• _Problem statement_: For the word "test", report how many lines of the records below contain it, and nothing more.
Record excerpts START
PR #3503, opened 2022-09-22
Build mermaid using Vite

sidharthv96:
## :bookmark_tabs: Summary

Uses vite to build instead of esbuild.
Solves the `mermaid = mermaid.default` workaround for esbuild, which was an issue for the monorepo.

### :clipboard: Tasks

Make sure you


cypress/platform/bundle-test.js
```diff
@@ -1,4 +1,4 @@
-import mermaid from '../../dist/mermaid.core';
+import mermaid from '../../src/mermaid';
```
aloisklink, line 1: I think this test was originally here to check if the `mermaid.core` file works.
Record excerpts END
• _Reply_: 2